Die Immunologische Lücke beim Welpen

27062011Cincinnati Kid hp

Letzte Woche besuchte ich einen Vortrag von Frau Dr. Bianca Baumbach, PetProfi Team zum Thema Allergien beim Hund.

Sie hat uns sehr anschaulich erklärt, dass man unter dem Begriff Allergie eine immunologisch bedingte Reaktion (meistens der Haut) versteht, wobei das Immunsystem eine heftige, krankhafte Abwehrreaktion auf ganz bestimmte, normalerweise harmlose Umweltstoffe (Allergene) zeigt.

Die dritthäufigste Allergieform bei Hunden ist die Futterallergie, die, im Gegensatz zu anderen Allergien, bereits im Welpenalter auftreten kann.

In diesem Zusammenhang wies uns Frau Dr. Baumbach auf die Immunologische Lücke beim Welpen hin und gab uns dazu die nachfolgenden Informationen, die ich hiermit gerne an euch weitergeben möchte.

Zu der Immunologischen Lücke, d.h. zu der infektionsgefährdeten Zeit, kommt es bei Welpen zwangsläufig in der Zeit zwischen der 5./6. und der 8. bis ca. 10. Lebenswoche; in diesem Punkt schwanken die Literaturangaben.

Wenn man davon ausgeht, dass eine Mutterhündin gut durchgeimpft ist, dann nehmen ihre Welpen direkt nach der Geburt mit der Biestmilch/Kolostralmilch die mütterlichen (maternalen) Antikörper/Immunglobuline auf, die den Welpen vor Infektionen schützen (Schutz durch maternale Antikörper). Es ist wichtig, dass die Welpen sofort mit dem Trinken der Biestmilch beginnen, denn der Gehalt an Antikörpern in der Milch sinkt binnen weniger Stunden rasch ab. Die maternalen Antikörper stehen den Welpen nur in den ersten zwei Lebenstagen in der Milch zur Verfügung.

Wie lang die mütterlichen Antikörper bei den Welpen wirken, ist nicht sicher zu bestimmen, da es von der Höhe der Antikörper abhängt, die der Welpe mit der Muttermilch aufgenommen hat. Außerdem werden die mütterlichen Antikörper in den ersten Lebenswochen des Welpen verstoffwechselt, obwohl das eigene Immunsystem des Welpen noch keine eigenen Antikörper aufgebaut hat; d.h. die mütterlichen Antikörper bauen sich in den ersten Lebenswochen des Welpen ab, und da der Welpe noch keine eigenen Antikörper produziert, wird der Schutz des Welpen immer geringer und das Ansteckungsrisiko für den Welpen immer größer.
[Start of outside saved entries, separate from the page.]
PR #44, opened 2016-07-22
Always use the /host_run dbus socket

pcarranzav:
@petrosagg

### DIFF
--- a/start
+++ b/start
@@ -1,9 +1,6 @@
 #!/bin/bash
-if [[ "$INITSYSTEM" == "on" ]]; then
-	DBUS_SYSTEM_BUS_ADDRESS=unix:path=/host_run/dbus/system_bus_socket npm start
-else
-	npm start
-fi
+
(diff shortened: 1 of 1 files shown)


petrosagg:
SGTM

start
```diff
@@ -1,9 +1,6 @@
 #!/bin/bash
-if [[ "$INITSYSTEM" == "on" ]]; then
-	DBUS_SYSTEM_BUS_ADDRESS=unix:path=/host_run/dbus/system_bus_socket npm start
-else
-	npm start
-fi
+
+DBUS_SYSTEM_BUS_ADDRESS=unix:path=/host_run/dbus/system_bus_socket npm start
```
Page-: Wouldn't it be better for this to use `/host/run`?

petrosagg: Pablo said old supervisors don't bind-mount `/host` so until we update everything we have to use this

Das bedeutet, dass im Alter von ca. acht bis neun Wochen, wenn die neuen Besitzer ihren Welpen beim Züchter abholen, der Schutz des Welpen am geringsten bzw. das Infektionsrisiko beim Welpen am größten ist – der Welpe befindet sich in der Immunologischen Lücke.
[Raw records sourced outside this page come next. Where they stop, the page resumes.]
PR #49, opened 2016-10-06
Network manager support

josephroberts:


src/systemd.coffee
```diff
@@ -17,3 +17,17 @@ exports.stop = (unit, mode='fail') ->
 	bus.getInterfaceAsync(SERVICE, MANAGER_OBJECT, MANAGER_INTERFACE)
 	.then (manager) ->
 		manager.StopUnitAsync(unit, mode)
+
+exports.exists = (unit, mode='fail') ->
+	new Promise (resolve, reject) ->
```
Page-: There's no need to create a promise here, you can just return the promise chain directly, see http://bluebirdjs.com/docs/anti-patterns.html#the-explicit-construction-anti-pattern

src/utils.coffee
```diff
@@ -15,3 +15,12 @@ exports.durableWriteFile = (file, data) ->
...
 	.then(fs.closeAsync)
+
+exports.copyFile = (source, target) ->
+	fs.readFileAsync(source)
+	.then (rf) ->
+		fs.writeFileAsync(target, rf)
+		
+exports.exists = (path) ->
+	new Promise (resolve) ->
+        fs.exists(path, resolve)
```
Page-: You can just use `fs.existsAsync(path)` directly

src/networkManager.coffee
```diff
@@ -0,0 +1,108 @@
...
+				bus.getInterfaceAsync(SERVICE, connections[index], TECHNOLOGY_INTERFACE + ".Connection")
+				.then (connection) ->
+					console.log("delete")
+					connection.DeleteAsync()
+				.then ->
+					index += 1
+					console.log(index)
+					if index == connections.length
+						console.log("jhjhj")
+						resolve
```
Page-: This doesn't call `resolve`, to call a function with no params you need the brackets

src/networkManager.coffee
```diff
@@ -0,0 +1,108 @@
...
+
+			"""
+
+	console.log('Saving credentials')
+	console.log(data)
+
+	return utils.durableWriteFile(config.persistentConfig, data)
+
+exports.clearCredentials = () ->
+	new Promise (resolve, reject) ->
```
Page-: There's no need to create a promise here, you can just return the promise chain directly, see http://bluebirdjs.com/docs/anti-patterns.html#the-explicit-construction-anti-pattern

src/networkManager.coffee
```diff
@@ -0,0 +1,108 @@
...
+DEFAULT_CONNECTIONS = 2
+
+exports.start = () ->
+	systemd.start('NetworkManager.service')
+
+exports.stop = () -> 
+	systemd.stop('NetworkManager.service')
+
+exports.isSetup = () ->
+	new Promise (resolve, reject) ->
```
Page-: There's no need to create a promise here, you can just return the promise chain directly, see http://bluebirdjs.com/docs/anti-patterns.html#the-explicit-construction-anti-pattern

src/connman.coffee
```diff
@@ -5,13 +5,57 @@ dbus = new DBus()
...
-exports.waitForConnection = (timeout) ->
-	console.log('Waiting for connman to connect..')
+exports.start = ->
+	systemd.start('connman.service')
+
+exports.stop = ->
+	systemd.stop('connman.service')
+
+exports.isSetup = ->
+	new Promise (resolve, reject) ->
```
Page-: There's no need to create a promise here, you can just return the promise chain directly, see http://bluebirdjs.com/docs/anti-patterns.html#the-explicit-construction-anti-pattern

src/app.coffee
```diff
@@ -25,45 +22,81 @@ app.post '/connect', (req, res) ->
...
+	if result
+		console.log('Using NetworkManager.service')
+		manager = networkManager
+	else
+		console.log('Using connman.service')
+		manager = connman
+.then ->
+	wifiScan.scanAsync()
+.then (results) ->
+	ssids = results
```
Page-: This line doesn't appear to actually do anything?

josephroberts: Surely it stores the `ssids` so they are available to other parts of the app?

src/utils.coffee
josephroberts: Like this? Does the function return the last line explicitly i.e. without writing return?

src/systemd.coffee
josephroberts: Like this? Does the function return the last line explicitly i.e. without writing return?

josephroberts: Like this? Does the function return the last line explicitly i.e. without writing return?

src/utils.coffee
josephroberts: Like this? Does the function return the last line explicitly i.e. without writing return?

src/connman.coffee
josephroberts: Like this? Does the function return the last line explicitly i.e. without writing return?

src/app.coffee
Page-: It stores it in a local variable, which instantly falls out of scope, at least as far as I can tell that's what it was doing

src/systemd.coffee
Page-: Yes it does - looks good now

Page-:
Can you also rebase this to latest master and use `npm run lint` to check for linting errors please

src/app.coffee
josephroberts: it puts it in a member variable here https://github.com/resin-io/resin-wifi-connect/blob/a464c3bf35ef640d69d693962d23b9e44557d4d5/src/app.coffee#L16

src/networkManager.coffee
```diff
@@ -0,0 +1,141 @@
...
+
+exports.start = ->
+	systemd.start('NetworkManager.service')
+
+exports.stop = ->
+	systemd.stop('NetworkManager.service')
+
+exports.isSetup = ->
+	getConnections()
+	.then (connections) ->
```
Page-: This should be
```coffee
.map(validateConnection)
.then (results) ->
	return true in results

File: src/connman.coffee [hunk 9]
```diff
@@ -5,13 +5,54 @@ dbus = new DBus()
...
+		if exists
+			utils.copyFile(config.persistentConfig, config.connmanConfig)
+			.then ->
+				return true
+		else
+			return false
+
+exports.setCredentials = (ssid, passphrase) ->
+	data = """
+				[service_home_ethernet]
```
Page-: This block should lose two levels of indentation

src/connman.coffee
```diff
@@ -5,13 +5,54 @@ dbus = new DBus()
...
+
+exports.stop = ->
+	systemd.stop('connman.service')
+
+exports.isSetup = ->
+	fs.existsAsync(config.persistentConfig)
+	.then (exists) ->
+		if exists
+			utils.copyFile(config.persistentConfig, config.connmanConfig)
+			.then ->
```
Page-: This is nicer as:
```coffee
.return(true)
```

src/app.coffee
```diff
@@ -16,54 +13,97 @@ app.use(bodyParser.json())
...
+			console.log('Credentials not found')
+			hotspot.start(manager)
+			.catch (e) ->
+				console.log(e)
+				console.log('Exiting')
+				process.exit()
 
 app.listen(80)
+
+retry = null
```
Page-: There's no need to declare this here, it will automatically declared by the statements below

src/app.coffee
```diff
@@ -16,54 +13,97 @@ app.use(bodyParser.json())
...
+if process.argv[2] == '--retry=true'
+	console.log('Retry enabled')
+	retry = true
+else if process.argv[2] == '--retry=false'
+	console.log('Retry disabled')
+	retry = false
+else if typeof(process.argv[2]) == 'undefined'
```
Page-: This would be nicer as
```coffee
else if not process.argv[2]?
```
- the `?` existential operator is what we normally use to check for null/undefined

src/networkManager.coffee
```diff
@@ -0,0 +1,141 @@
...
+		Promise.all(buffer)
+		.then (result) ->
+			bus.getInterfaceAsync(SERVICE, '/org/freedesktop/NetworkManager', 'org.freedesktop.NetworkManager')
+			.then (manager) ->
+				_manager = manager
+				_manager.ActivateConnectionAsync('/', devices[result.indexOf(true)], '/')
+			.then ->
+				new Promise (resolve, reject, onCancel) ->
+					handler = (value) ->
+						if value == 70
```
Page-: It would be nice to declare this as a var higher up in the module, rather than having a magic value (which has no meaning by itself), ie
```coffee
MEANINGFUL_NAME_FOR_VALUE = 70
```

src/networkManager.coffee
```diff
@@ -0,0 +1,141 @@
...
+							_manager.removeListener('StateChanged', handler)
+							resolve()
+
+					_manager.on('StateChanged', handler)
+
+					_manager.CheckConnectivityAsync()
+					.then (state) ->
+						if state == 5
```
Page-: It would be nice to declare this as a var higher up in the module, rather than having a magic value (which has no meaning by itself), ie
```coffee
MEANINGFUL_NAME_FOR_STATE = 5
```

src/app.coffee
Page-: When I searched the file with chrome it didn't find any other instance of `ssids` :S  It's ok in that case

src/networkManager.coffee
```diff
@@ -0,0 +1,141 @@
...
+				'key-mgmt': 'wpa-psk',
+				'psk': passphrase,
+			}
+		}
+
+		manager.AddConnectionAsync(connection)
+
+exports.clearCredentials = ->
+	getConnections()
+	.then (connections) ->
```
josephroberts: Done

src/networkManager.coffee
```diff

Ein Welpe erhält beim Züchter in der 8. Lebenswoche seine erste Impfung/Grundimmunisierung. Laut Literaturangaben braucht ein gesunder Organismus mindestens acht bis zehn Tage, um erste eigene Antikörper zu bilden; bis zum vollen Impfschutz muss sich das Immunsystem ca. vier bis sechs Wochen mit der zweiten Impfung/Nachimpfung auseinandergesetzt haben. Dann ist der Welpe bereits 16 Wochen alt.
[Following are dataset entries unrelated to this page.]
PR #61, opened 2016-12-12
Removed duplicate access points from ssid list

### LINKED ISSUE #59: SSID list shows multiple entries for the same AP.

josephroberts:
Fixes #59

### DIFF
--- a/src/wifi-scan.coffee
+++ b/src/wifi-scan.coffee
@@ -1,5 +1,6 @@
 Promise = require 'bluebird'
 child_process = Promise.promisifyAll require 'child_process'
+_ = require 'lodash'
 
 config = require './config'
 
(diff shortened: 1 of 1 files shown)


src/wifi-scan.coffee
```diff
@@ -32,8 +32,25 @@ exports.scanAsync = ->
...
 			networks.push(details)
 
-		# sort by signal strength
-		return networks.sort((a, b) -> b.signal - a.signal)
+		# sort by signal strength and remove duplicates
+		networks = networks.sort((a, b) -> a.signal - b.signal)
+		networks = removeDuplicates(networks, 'ssid')
+		networks = networks.sort((a, b) -> b.signal - a.signal)
+
+		return networks
```
CameronDiver: This can be done with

Untersuchungen haben ergeben, dass sich der Gehalt an maternalen Antikörpern nicht so weit verringert, dass eine aktive, frühe Immunisierung, sprich Impfung des Welpen mit herkömmlichen Impfstoffen, durchgeführt werden kann, denn die Reste der mütterlichen Antikörper betrachten das Impfvirus als Infektion und inaktivieren es. Für den Schutz gegen eine tatsächliche Infektion reichen die Reste an mütterlichen Antikörpern allerdings nicht mehr aus, dies führt zu der bereits angesprochenen Immunologischen Lücke.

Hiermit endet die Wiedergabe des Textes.